SOURCE RECORDS Start Marker
Issue #106, opened 2023-01-31
Make Indirect Kick Rule realistic


ahasselbring:
At the moment, the indirect kick rule is a combination of two different concepts in real soccer:
- Indirect free kicks and throw-ins cannot directly score goals without another player touching it first. There is no differentiation between deflection and deliberate play (see [this video](https://www.youtube.com/watch?v=5725OukmQv4) for a throw-in goal that was only possible because the goalkeeper touched the ball).
- In all restarts of play, the player which brought the ball into play may not touch the ball again before it has touched another player. The rule book explicitly states for free kicks, throw-ins and corner kicks (here for the free kick):
  > If a player, while correctly taking a free kick, deliberately kicks the ball at an opponent in order to play the ball again but not in a careless or reckless manner or using excessive force, the referee allows play to continue.

  The same is not stated for kick-off, goal kick and penalty kick, but in those situations it doesn't really make sense for human players. Therefore, in my opinion, we should not have a differentiation between deflection and deliberate play either.

I propose to adopt this in the SPL in the following way:
- From any set play (kick-off, free kicks including kick-ins, goal kicks and corner kicks, penalty kick), the kicker may not touch the ball again before it has touched another player. *It does not matter if that touch was a deflection or an arbitrary play*. When touching the ball again before it has touched another player, an indirect free kick is awarded (I suppose we can save the direct free kick for a handball offense for the next decade). The kicker does not get a penalty (besides a free kick against its team). This restriction only holds for the attacking team and continues to hold even if the set play timed out (i.e. you can't circumvent it by waiting 10s after the kick-off - see below for another way to handle this).
- Kick-offs, penalty kicks, goal kicks and corner kicks are direct (i.e. a goal can be scored directly), while kick-ins and other free kicks (such as pushing free kicks or free kicks that occur due to the first rule) are indirect (i.e. they cannot score a goal, but *any* touch of another player is sufficient, i.e. it need not be deliberate play).

From there on, a few other changes could be made that go towards a more human-like game process:
- If a set play times out (e.g. 10 seconds after kick-off signal, 30 seconds after free kick, 30 seconds after penalty kick signal), instead of declaring the ball to be in play, a free kick could be awarded (this is justified because in real soccer, it is an offense to delay the restart of play). The fact that the ball can come into play without a player having touched it generally does not correspond to real soccer well.
[...]

PR #128, opened 2023-11-19
Adding more dynamic handling

ben47955:
Change to indirect kick rule

### DIFF
--- a/rules/game_process.tex
+++ b/rules/game_process.tex
@@ -127,7 +127,7 @@ The head referee should also advise why the goal is invalid, such as by calling 
 \subsubsection{Indirect Kick - Champions Cup}
 \label{sec:indirect_kick_champions}
 
-Both teams may only score a goal by making a second contact with the ball within is own team from any affected start or restart into \texttt{playing}, never mind who initiate the kick: 
+Both teams may only score a goal through two distinct ball contacts involving different robots within its own team following any affected start or restart in the \texttt{playing} phase, regardless of the initiator of the set play/free kick:
 
 \begin{itemize}
   \item A robot may not score a goal from a direct kick, including via deflections.
--- a/rules/game_process.tex
+++ b/rules/game_process.tex
@@ -124,17 +124,17 @@ A goal is invalid (that is, it can never be awarded) in the following circumstan
 In these cases a goal is not scored (that is, the goal is ruled invalid), and the game will proceed with a Goal Kick (\cf \cref{sec:free_kick}).
 The head referee should also advise why the goal is invalid, such as by calling ``Not indirect'', ``Played with hands'' or ``No own goal''.
 
-\subsubsection{Indirect Kick - Champion Cup}
-\label{sec:indirect_kick_champion}
+\subsubsection{Indirect Kick - Champions Cup}
+\label{sec:indirect_kick_champions}
 
-A team may only score a goal by making a second contact with the ball within is own team from any affected start or restart into \texttt{playing}. 
+A team may only score a goal by making a second contact with the ball within is own team from any affected start or restart into \texttt{playing}: 
 
 \begin{itemize}
   \item A robot may not score a goal from a direct kick, including via deflections.
-  \item Kick considered to be indirect are \texttt{Kick-off}, \texttt{Kick-in}, \texttt{Pushing free kick} and \texttt{Penalty kick}.
+  \item Set plays considered to be indirect are \texttt{Kick-off}, \texttt{Kick-in}, \texttt{Pushing free kick}, \texttt{Corner kick} and \texttt{Goal kick}.
   \item The ball must be deliberately played-at a second time by another robot of its own team before a goal may be scored.
-    A deliberate play at the ball includes successfully kicking the ball, dribbling the ball (and subsequently leaving possession of the ball), or the goalkeeper playing at the ball with its hands.
-  \item If an indirect free kick is kicked directly into the opponent's goal, the goal does not count and a goal kick is awarded.
+    A deliberate play at the ball includes successfully kicking the ball, dribbling the ball or the goalkeeper playing at the ball with its hands.
+  \item If an indirect free kick is kicked directly into the opponent's goal, the goal does not count and a and a \texttt{Goal kick} is awarded.
   \item Note that an own-goal may always be scored without requiring an indirect kick.
   \item Direct kick is allowed for the duration of the penalty kick, but this rule still applied after this kick. Contact in the penalty kick count among this rule.  
 \end{itemize}
@@ -143,18 +143,17 @@ A team may only score a goal by making a second contact with the ball within is 
   \item[Example 1:] Player 2 (of the red team) kicks the ball to Player~3 (of the red team), who then kicks the ball into the blue-team's goal.
   This is a successful indirect kick, and the goal counts.
   \item[Example 2:] Player 2 (of the red team) kicks the ball at the goal, and it is deflected off the side of the foot of a blue-team's robot into the goal.
-    This is \textit{not} an indirect kick, the goal does not count and a goal kick is awarded to the blue team.
+    This is \textit{not} an indirect kick, the goal does not count and a \texttt{Goal kick} is awarded to the blue team.
   \item[Example 3:] Player 2 (of the red team) kicks the ball ``upfield''.
     A blue-team robot kicks the ball a short distance, after which Player~2 kicks the ball again into the blue team's goal.
-    This is \textit{not} an indirect kick, the goal does not count and a goal kick is awarded to the blue team.
+    This is \textit{not} an indirect kick, the goal does not count and a \texttt{Goal kick} is awarded to the blue team.
   \item[Example 4:] Player 2 (of the red team), walks up to and dribbles the ball.
     Player~2 then stop, and visibly back away from the ball, before approaching to dribble a \textit{second} time.
-    The robot then scores. This is \textit{not} a successful indirect kick and a goal kick is awarded.
+    The robot then scores. This is \textit{not} a successful indirect kick and a \texttt{Goal kick} is awarded.
   \item[Example 5:] Player 2 (of the red team) kicks the ball ``upfield''.
   A blue-team robot kicks the ball again into the red team's goal.
   In this case, the blue teams does not need a indirect kick and the goal is counts.
-  \item[Example 6:] A penalty kick is awarded to the blue team. Player 2 (of the blue team) kick the ball. The red goalkeeper deflect the ball. Player 3 of blue team kick the ball in the red-team's goal.
-  This is a successful indirect kick, and the goal counts.
+  \item[Example 6:] A direct kick is allowed for the duration of the penalty kick, but this rule still applies after this kick. A contact in the penalty kick count among this rule.
 \end{description}
 
 \subsubsection{Indirect Kick - Challenger Shield}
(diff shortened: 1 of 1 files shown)


rules/game_process.tex
```diff
@@ -127,28 +127,27 @@ \subsubsection{Invalid Goal}
 \subsubsection{Indirect Kick}
 \label{sec:indirect_kick}
 
-The attacking team may only score a goal via indirect kick from any restart into \texttt{playing} from a free kick.
+The attacking team may only score a goal via indirect kick from \texttt{Kick-off}, \texttt{Kick-in} and \texttt{Free Kick}.
```
arnemoos, line 130: Why specifically mention the Kick in? Wouldn't it not be clearer if we state: 
> The attacking team may only score a goal via indirect kick from any re-/start into \texttt{playing}.

rules/game_process.tex
```diff
@@ -127,28 +127,27 @@ \subsubsection{Invalid Goal}
...
 
 \begin{itemize}
   \item A robot may not score a goal from a direct kick, including via deflections.
-  \item The ball must be deliberately played-at a second time (by either another robot, or the same robot) before a goal may be scored.
+  \item The ball must be deliberately played-at a second time by another robot before a goal may be scored.
     A deliberate play at the ball includes successfully kicking the ball, dribbling the ball (and subsequently leaving possession of the ball), or the goalkeeper playing at the ball with its hands.
-  \item If a robot plays the ball to itself, this means that the ball must leave a circular area of at least \qty{0.75}{\metre} around the robot before the ball is played a second time and to be considered as an indirect kick.
+  \item if an indirect free kick is kicked directly into the opponent's goal, a goal kick is awarded.
```
arnemoos, line 136: _If_ an indirect free kick is kicked directly into the opponent's goal, _the goal does not count and_ a goal kick is awarded.

rules/game_process.tex
ben47955: That was my original plan, but then we need to exclude penalty kick from that. 
Fifa rules have a more specific list of of what kick is direct and indirect. I think for this year we should stay more generic to not add too much load on referees, but I thought this formulation was more in-lines with future evolution of this rule. That said, if the general opinion is to go with the simplified version, I'm fine with that.

rvilling:
Minor comment - the second competition is called "Challenge Shield" rather than "Challenger Shield"

rvilling:
In conventional usage (outside RoboCup) a free kick means a different thing to kick-in, corner kick, etc.

I'd prefer to see "The attacking team may only score a goal via indirect kick from any restart into \texttt{playing} from a free kick." rephrased to list the set plays from which an indirect kick is required (or to say all set plays except for some specified ones).

rvilling:
In the FIFA rules, the authors tend to list the full set of different set plays that applies in each case, e.g. "If the ball becomes defective at a kick-off, goal kick, corner kick, free kick, penalty kick or throw-in, the restart is retaken"

arnemoos:
@ben47955 maybe also have a look into issue #106

rules/game_process.tex
```diff
@@ -124,8 +124,41 @@ \subsubsection{Invalid Goal}
...
+    This is \textit{not} an indirect kick, the goal does not count and a goal kick is awarded to the blue team.
+  \item[Example 3:] Player 2 (of the red team) kicks the ball ``upfield''.
+    A blue-team robot kicks the ball a short distance, after which Player~2 kicks the ball again into the blue team's goal.
+    This is \textit{not} an indirect kick, the goal does not count and a goal kick is awarded to the blue team.
+  \item[Example 4:] Player 2 (of the red team), walks up to and dribbles the ball.
+    Player~2 then stop, and visibly back away from the ball, before approaching to dribble a \textit{second} time.
+    The robot then scores. This is \textit{not} a successful indirect kick and a goal kick is awarded.
+  \item[Example 5:] Player 2 (of the red team) kicks the ball ``upfield''.
+  A blue-team robot kicks the ball again into the red team's goal.
+  In this case, the blue teams does not need a indirect kick and the goal is counts.
```
arnemoos, line 155: This example seems wrong???

rules/game_process.tex
```diff
@@ -215,8 +248,6 @@ \subsection{Kick-off}
 The head referee must signal this from the T-junction of the halfway line.
 \qty{\PlayingDelayTime}{\second} after the head referee has signaled the kick-off, the robots' state is switched to \texttt{playing} by the GameController (regardless of when the ball comes into play).
 
-A goal may be scored directly from a kick-off.
```
arnemoos, line 218: A goal may be scored directly from a kick-off for the Challenge Shield. However, for the Champions Cup the indirect kick rule applies and the goal does \textit{not} count.

arnemoos (changes requested):

rules/game_process.tex
ben47955: My understanding of indirect kick is if the team don't do the kick, they don't need a indirect. While making indirect kick for both may make more dynamics, it's a step away from the fifa rule. Let me know if I'm still wrong.

rules/game_process.tex
```diff
@@ -124,8 +124,41 @@ \subsubsection{Invalid Goal}
...
+A team may only score a goal by making a second contact with the ball within is own team from any affected start or restart into \texttt{playing}. 
+
+\begin{itemize}
+  \item A robot may not score a goal from a direct kick, including via deflections.
+  \item Kick considered to be indirect are \texttt{Kick-off}, \texttt{Kick-in}, \texttt{Pushing free kick} and \texttt{Penalty kick}.
+  \item The ball must be deliberately played-at a second time by another robot of its own team before a goal may be scored.
+    A deliberate play at the ball includes successfully kicking the ball, dribbling the ball (and subsequently leaving possession of the ball), or the goalkeeper playing at the ball with its hands.
+  \item If an indirect free kick is kicked directly into the opponent's goal, the goal does not count and a goal kick is awarded.
+  \item Note that an own-goal may always be scored without requiring an indirect kick.
+  \item Direct kick is allowed for the duration of the penalty kick, but this rule still applied after this kick. Contact in the penalty kick count among this rule.
```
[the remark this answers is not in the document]
ben47955: I still need to think about that as it's kinda weird to talk indirect for penalty as it's not listed in the list.

ben47955:
I made most change, I juste need to solve the two points in pending

rules/game_process.tex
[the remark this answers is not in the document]
arnemoos: From the Penalty kick rules:
> The attacking robot (taking the penalty kick) may only score a goal if it touches the ball once.
> Once the attacking robot has touched the ball, it may not score a goal until another robot (from either team) touches the ball.

Maybe we can add the penalty kick in the list as: "or after an unsuccessful Penalty kick" or something in this way.

rules/game_process.tex
arnemoos: In my understanding, both teams need an indirect kick and this example is wrong. Also I agree that it might not fully align with the fifa rules I would say that this would again be a special case and makes it harder for the referee. So for this year I would say we always require from both teams to do an indirect kick.

rules/game_process.tex
```diff
@@ -124,8 +124,40 @@ \subsubsection{Invalid Goal}
...
+\label{sec:indirect_kick_champions}
+
+A team may only score a goal by making a second contact with the ball within is own team from any affected start or restart into \texttt{playing}: 
+
+\begin{itemize}
+  \item A robot may not score a goal from a direct kick, including via deflections.
+  \item Set plays considered to be indirect are \texttt{Kick-off}, \texttt{Kick-in}, \texttt{Pushing free kick}, \texttt{Corner kick} and \texttt{Goal kick}.
+  \item The ball must be deliberately played-at a second time by another robot of its own team before a goal may be scored.
+    A deliberate play at the ball includes successfully kicking the ball, dribbling the ball or the goalkeeper playing at the ball with its hands.
+  \item If an indirect free kick is kicked directly into the opponent's goal, the goal does not count and a and a \texttt{Goal kick} is awarded.
```
arnemoos, line 137: double "and a"

rules/game_process.tex
```diff
@@ -124,8 +124,40 @@ \subsubsection{Invalid Goal}
...
+  \item[Example 4:] Player 2 (of the red team), walks up to and dribbles the ball.
+    Player~2 then stop, and visibly back away from the ball, before approaching to dribble a \textit{second} time.
+    The robot then scores. This is \textit{not} a successful indirect kick and a \texttt{Goal kick} is awarded.
+  \item[Example 5:] Player 2 (of the red team) kicks the ball ``upfield''.
+  A blue-team robot kicks the ball again into the red team's goal.
+  In this case, the blue teams does not need a indirect kick and the goal is counts.
+  \item[Example 6:] A direct kick is allowed for the duration of the penalty kick, but this rule still applies after this kick. A contact in the penalty kick count among this rule.
+\end{description}
+
+\subsubsection{Indirect Kick - Challenger Shield}
```
arnemoos, line 159: Challenge Shield

rules/game_process.tex
rvilling: Why do you think that both teams need (or specifically that the Blue team needs) an indirect kick for example 5. I wouldn't agree with both teams requiring an indirect kick. Before the kick was taken there was no requirement for the blue team to do an indirect kick and this should not change as a result of what the red player did.

Example 3 is also problematic. I would have thought that as soon as possession transferred to the team that was defending the kick, we're back to normal playing. I understand that you are probably trying to catch the case where the red player executing the indirect kick just kicks at the blue opponent and then immediately follows up the rebound to shoot and score. However, example 3 creates questions for referees. How long is "short kick" by the blue player and when can we consider that the indirect kick (for red) is over and we're back to normal play?

arnemoos: In my understanding after each start or restart into playing each of the teams has to do the indirect kick in order to score a goal which means for each team 2 different robots of the team have to touch the ball. So in this example it's not stated who has touched the ball. If for both teams already two different robots have touched the ball then this example holds. Otherwise not.

rvilling: I don't think that is obvious is in the rules and it is certainly not intuitive. Normally any rules about indirect free kicks or indirect kicks apply only to the team awarded the kick. If your interpretation is as you intended then it would need to be stated more clearly in the rules that this is what is meant.  E.g. line 130 should be extended to explicitly say that the requirement for indirect kicks applies to both the team who has kickoff and the team defending the kickoff.

rvilling: OK. This is up to the TC. Just make it really clear and explicit in the rules (not just by an example) - I think line 130 is the one to modify.

jpha226: I agree that a global rule for both teams is easier for the refs and I am in favor of that. 
However, it seems like the requirement is then saying that no one can score until *both* teams have had a pass. I don't think that is what we want. I think it should be that no one can score until at least one team has two different robots touch the ball.

ben47955:
I made the discussed change

rules/game_process.tex
```diff
@@ -124,8 +124,42 @@ \subsubsection{Invalid Goal}
 In these cases a goal is not scored (that is, the goal is ruled invalid), and the game will proceed with a Goal Kick (\cf \cref{sec:free_kick}).
 The head referee should also advise why the goal is invalid, such as by calling ``Not indirect'', ``Played with hands'' or ``No own goal''.
 
-\subsubsection{Indirect Kick}
-\label{sec:indirect_kick}
+\subsubsection{Indirect Kick - Champions Cup}
+\label{sec:indirect_kick_champions}
+
+Both teams may only score a goal by making a second contact with the ball within is own team from any affected start or restart into \texttt{playing}, never mind who initiate the kick:
```
arnemoos, line 130: Both team may only score a goal through two distinct ball contacts involving different robots within its own team following any affected start or restart in the \texttt{playing} phase, regardless of the initiator of the set play/free kick.

ben47955:
Updated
SOURCE RECORDS End Marker
__WORK REQUEST__:
Look through the listing and extract every line with "opponent" in it.

__REPLY TO THE EXERCISE__:
  > If a player, while correctly taking a free kick, deliberately kicks the ball at an opponent in order to play the ball again but not in a careless or reckless manner or using excessive force, the referee allows play to continue.
-  \item If an indirect free kick is kicked directly into the opponent's goal, the goal does not count and a goal kick is awarded.
+  \item If an indirect free kick is kicked directly into the opponent's goal, the goal does not count and a and a \texttt{Goal kick} is awarded.
+  \item if an indirect free kick is kicked directly into the opponent's goal, a goal kick is awarded.
arnemoos, line 136: _If_ an indirect free kick is kicked directly into the opponent's goal, _the goal does not count and_ a goal kick is awarded.
+  \item If an indirect free kick is kicked directly into the opponent's goal, the goal does not count and a goal kick is awarded.
+  \item If an indirect free kick is kicked directly into the opponent's goal, the goal does not count and a and a \texttt{Goal kick} is awarded.
Example 3 is also problematic. I would have thought that as soon as possession transferred to the team that was defending the kick, we're back to normal playing. I understand that you are probably trying to catch the case where the red player executing the indirect kick just kicks at the blue opponent and then immediately follows up the rebound to shoot and score. However, example 3 creates questions for referees. How long is "short kick" by the blue player and when can we consider that the indirect kick (for red) is over and we're back to normal play?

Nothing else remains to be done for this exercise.